Keeping every character as it is, transcribe the entries below.

===== DATA EXCERPTS =====

PR #331, opened 2020-06-23
Support resolve() and resolveStream() functions

peacekeeper:
Replaces https://github.com/w3c/did-core/pull/322 and https://github.com/w3c/did-core/pull/323. Builds on https://github.com/w3c/did-core/pull/296 and https://github.com/w3c/did-core/pull/297.

During the [2020-06-18 DID WG Topical Call on DID Resolution contracts](https://www.w3.org/2019/did-wg/Meetings/Minutes/2020-06-18-did-topic) we had consensus that we should have two abstract functions for DID resolutions - one called `resolve` that returns a DID document as the abstract data model, and one called `resolveStream` that returns a DID document as a byte stream in one of the conformant representations.

After merging this, we can add a few remaining improvements that have been discussed, such as compatibility with the [Infra standard](https://infra.spec.whatwg.org/), and definition of metadata structures.

***
<a href="https://pr-preview.s3.amazonaws.com/w3c/did-core/pull/331.html" title="Last updated on Jul 2, 2020, 9:45 PM UTC (2627f95)">Preview</a> | <a href="https://pr-preview.s3.amazonaws.com/w3c/did-core/331/2110e3f...2627f95.html" title="Last updated on Jul 2, 2020, 9:45 PM UTC (2627f95)">Diff</a>

### DIFF
--- a/index.html
+++ b/index.html
@@ -3034,7 +3034,9 @@ did-resolution-input-metadata
             <dd>
 A <a href="metadata-structure">metadata structure</a> consisting of input
 options to the <code>resolve</code> function in addition to the <code>did</code>
-itself. This input is REQUIRED, but the structure MAY be empty.
+itself.
+Properties defined by this specification are in <a href="#did-resolution-input-metadata-properties"></a>.
+This input is REQUIRED, but the structure MAY be empty.
             </dd>
         </dl>
 
@@ -3052,6 +3054,9 @@ relating to the results of the <a>DID resolution</a> process. This structure is
 REQUIRED and MUST NOT be empty. This metadata typically changes between
 invocations of the <code>resolve</code> function as it represents data about the
 resolution process itself.
+Properties defined by this specification are in <a href="#did-resolution-metadata-properties"></a>.
+If the resolution is successful, this structure MUST contain a <code>content-type</code> property containing the mime-type <a>representation</a> of the <code>did-document-stream</code> in this result.
+If the resolution is not successful, this structure MUST contain an <code>error</code> property describing the error.
             </dd>
             <dt>
 did-document-stream
@@ -3076,6 +3081,7 @@ between invocations of the <code>resolve</code> function unless the <a>DID
 document</a> changes, as it represents data about the <a>DID document</a>. If
 the resolution is unsuccessful, this output MUST be an empty <a
 href="metadata-structure">metadata structure</a>.
+Properties defined by this specification are in <a href="#did-document-metadata-properties"></a>.
             </dd>
         </dl>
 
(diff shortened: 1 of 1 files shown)


index.html
```diff
@@ -3070,25 +3087,121 @@ <h2>
...
+This specification defines the following common properties.
+            </p>
+            
+            <dl>
+                <dt>
+accept
+                </dt>
+                <dd>
+The MIME type of the caller's preferred <a href="#representations">representation</a> of the <a>DID document</a>. The <a>DID resolver</a> implementation
+MAY use this value to determine the representation contained in the returned <code>did-document-stream</code> if such
```
msporny, line 3126:
```suggestion
SHOULD use this value to determine the representation contained in the returned <code>did-document-stream</code> if such
```

index.html
```diff
@@ -3070,25 +3087,121 @@ <h2>
...
+The possible properties within this structure and their possible values are defined by [[DID-SPEC-REGISTRIES]].
+This specification defines the following common properties.
+            </p>
+
+            <dl>
+                <dt>
+content-type
+                </dt>
+                <dd>
+The mime-type of the returned <code>did-document-stream</code>.
```
msporny, line 3148:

=====

§ **SOLUTION**
PR #331, opened 2020-06-23
Support resolve() and resolveStream() functions

peacekeeper:
Replaces https://github.com/w3c/did-core/pull/322 and https://github.com/w3c/did-core/pull/323. Builds on https://github.com/w3c/did-core/pull/296 and https://github.com/w3c/did-core/pull/297.

During the [2020-06-18 DID WG Topical Call on DID Resolution contracts](https://www.w3.org/2019/did-wg/Meetings/Minutes/2020-06-18-did-topic) we had consensus that we should have two abstract functions for DID resolutions - one called `resolve` that returns a DID document as the abstract data model, and one called `resolveStream` that returns a DID document as a byte stream in one of the conformant representations.

After merging this, we can add a few remaining improvements that have been discussed, such as compatibility with the [Infra standard](https://infra.spec.whatwg.org/), and definition of metadata structures.

***
<a href="https://pr-preview.s3.amazonaws.com/w3c/did-core/pull/331.html" title="Last updated on Jul 2, 2020, 9:45 PM UTC (2627f95)">Preview</a> | <a href="https://pr-preview.s3.amazonaws.com/w3c/did-core/331/2110e3f...2627f95.html" title="Last updated on Jul 2, 2020, 9:45 PM UTC (2627f95)">Diff</a>

### DIFF
--- a/index.html
+++ b/index.html
@@ -3034,7 +3034,9 @@ did-resolution-input-metadata
             <dd>
 A <a href="metadata-structure">metadata structure</a> consisting of input
 options to the <code>resolve</code> function in addition to the <code>did</code>
-itself. This input is REQUIRED, but the structure MAY be empty.
+itself.
+Properties defined by this specification are in <a href="#did-resolution-input-metadata-properties"></a>.
+This input is REQUIRED, but the structure MAY be empty.
             </dd>
         </dl>
 
@@ -3052,6 +3054,9 @@ relating to the results of the <a>DID resolution</a> process. This structure is
 REQUIRED and MUST NOT be empty. This metadata typically changes between
 invocations of the <code>resolve</code> function as it represents data about the
 resolution process itself.
+Properties defined by this specification are in <a href="#did-resolution-metadata-properties"></a>.
+If the resolution is successful, this structure MUST contain a <code>content-type</code> property containing the mime-type <a>representation</a> of the <code>did-document-stream</code> in this result.
+If the resolution is not successful, this structure MUST contain an <code>error</code> property describing the error.
             </dd>
             <dt>
 did-document-stream
@@ -3076,6 +3081,7 @@ between invocations of the <code>resolve</code> function unless the <a>DID
 document</a> changes, as it represents data about the <a>DID document</a>. If
 the resolution is unsuccessful, this output MUST be an empty <a
 href="metadata-structure">metadata structure</a>.
+Properties defined by this specification are in <a href="#did-document-metadata-properties"></a>.
             </dd>
         </dl>
 
(diff shortened: 1 of 1 files shown)


index.html
```diff
@@ -3070,25 +3087,121 @@ <h2>
...
+This specification defines the following common properties.
+            </p>
+            
+            <dl>
+                <dt>
+accept
+                </dt>
+                <dd>
+The MIME type of the caller's preferred <a href="#representations">representation</a> of the <a>DID document</a>. The <a>DID resolver</a> implementation
+MAY use this value to determine the representation contained in the returned <code>did-document-stream</code> if such
```
msporny, line 3126:
```suggestion
SHOULD use this value to determine the representation contained in the returned <code>did-document-stream</code> if such
```

index.html
```diff
@@ -3070,25 +3087,121 @@ <h2>
...
+The possible properties within this structure and their possible values are defined by [[DID-SPEC-REGISTRIES]].
+This specification defines the following common properties.
+            </p>
+
+            <dl>
+                <dt>
+content-type
+                </dt>
+                <dd>
+The mime-type of the returned <code>did-document-stream</code>.
```
msporny, line 3148:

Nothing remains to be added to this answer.